Old Republic Posts 1Q Loss on Mortgage, Title Insurance

April 25, 2008

Old Republic International Corp. lost money in the first quarter as the troubled housing market hamstrung two of the insurer's biggest segments, the company said Thursday.

Old Republic lost $19 million, or 8 cents per share, in the first quarter, compared with profit of $107.7 million, or 46 cents per share, in the first quarter last year.

Analysts polled by Thomson Financial forecast a loss of 2 cents per share.

Premiums slipped 2 percent to $950.7 million from $970.9 million.

Two Old Republic businesses are dragging the rest of the company into the red: mortgage insurance and title insurance.

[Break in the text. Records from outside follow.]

PR #4342, opened 2025-06-13
add ckpt and restore with feature evict metaheader

lalala-2:
**1.** Call get_block_size to determine the number of bytes each block contains, including the metaheader.
**2.** During checkpointing, call get_kv_with_metaheader_from_storage to retrieve the weights_with_metaheader for specified IDs. The first dimension of the weights_with_metaheader tensor should match the IDs, and the second dimension's number of bytes should match the byte size obtained in step 1. For example, if using uint8 type, the second dimension should match the byte size acquired in step 1.
**3.** During restoration, call set_kv_with_metaheader_to_storage to restore. Only need to provide weights_with_metaheader, as it contains complete information including keys, values, and feature counts.

### DIFF
--- a/fbgemm_gpu/src/dram_kv_embedding_cache/dram_kv_embedding_cache.h
+++ b/fbgemm_gpu/src/dram_kv_embedding_cache/dram_kv_embedding_cache.h
@@ -22,6 +22,7 @@
 #include <thrift/lib/cpp2/protocol/CompactProtocol.h>
 #include <thrift/lib/cpp2/protocol/Serializer.h>
 #include <torch/script.h>
+#include <cstring>
 
 #include "../ssd_split_embeddings_cache/initializer.h"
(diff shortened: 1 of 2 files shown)


lalala-2:
Due to compilation issues with `fbgemm_gpu/src/dram_kv_embedding_cache/dram_kv_embedding_base.h`, we mocked a `SimpleDramKVEmbeddingCache` in `fbgemm_gpu/test/dram_kv_embedding_cache/ckpt_restore_test.cpp` to test the interfaces `get_block_size`, `get_kv_with_metaheader_from_storage`, and `set_kv_with_metaheader_to_storage`.

q10:
Hi @lalala-2 I believe @bobbyliujb is working on this over at https://github.com/pytorch/FBGEMM/pull/4429

PR #4420, opened 2025-07-01
Initialize variables

cyyever:
There are some changes:
1. ensure that variables are initialised by `cppcoreguidelines-init-variables` check.
2. enable "Wunused-variable" and "Wmaybe-uninitialized" warnings.
3. fix all warnings.


cyyever:
@q10 I have added more fixes, need your help to reimport.

cyyever:
@q10 I fixed the OpenMP problem where clang fails by reverting changes. Also note that the test can compile in my environment, with Clang++ 20.

PR #4423, opened 2025-07-01
Use static functions/variables if possible

cyyever:
There are two changes:
1. Marks in-file templates and other inner functions as static; this provides more opportunities to optimise code, i.e. followed by enabling link time optimization. An unused function in test code is removed.
2. Enables `misc-use-internal-linkage` check.

### DIFF
--- a/.clang-tidy
+++ b/.clang-tidy
@@ -6,6 +6,7 @@
 InheritParentConfig: true
 Checks: '
 bugprone-argument-comment,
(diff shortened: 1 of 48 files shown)


q10:
Build appears to fail

https://github.com/pytorch/FBGEMM/actions/runs/16002043321/job/45151950826?pr=4423

cyyever:
@q10 Some changes are reverted.

PR #4448, opened 2025-07-06
Fix uninitialized access

cyyever:
These bugs are real for small values of M, I don't know why the tests passed before, but it is no harm to add initialization with little overhead.


cyyever:
@q10 The current failures could be solved once #4420 is merged. Then I will rebase to see what happens.

PR #4452, opened 2025-07-08
Add interprocedural optimization option

cyyever:
Add IPO option to enable link time optimization, which is disabled by default. AVX files use inline asm code and can't be parsed by lto implementations, so they are excluded. CUDA code is also excluded.

This optimization has reduced libfbgemm.a from 80Mb to 64Mb on my host, using GCC 15.

We have attempts to enable link time optimization on PyTorch, fixing FBGEMM builds is the important prerequisite.


cyyever:
@q10 I cannot find the fail logs, any idea?

q10:
> @q10 I cannot find the fail logs, any idea?

It looks to be ephemeral CI build issues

Mortgage insurance is a contract promising to repay a home lender when a borrower defaults, and title insurance is insurance that covers costs when a deed transferring ownership of a house has a mistake or problem.

Both these lines of insurance pivot on the health of the housing market.

People generally buy title insurance only when a house is sold, so fewer home sales mean fewer customers for title insurance. With home sales in a funk, title insurance premiums dwindled 23 percent in the first quarter. The division lost $12.6 million.

And mortgage borrowers are less likely to repay their home loans if their houses are losing value, so flagging property values tend to force more defaults and thus more insurance claims.

The mortgage insurance division spent $1.98 of each premium dollar administering claims, and the segment lost $122.3 million in the quarter.

Old Republic said it thinks the "substantial dislocations that have enveloped all businesses with housing and mortgage-lending exposures are likely to exert earnings pressure well into 2009."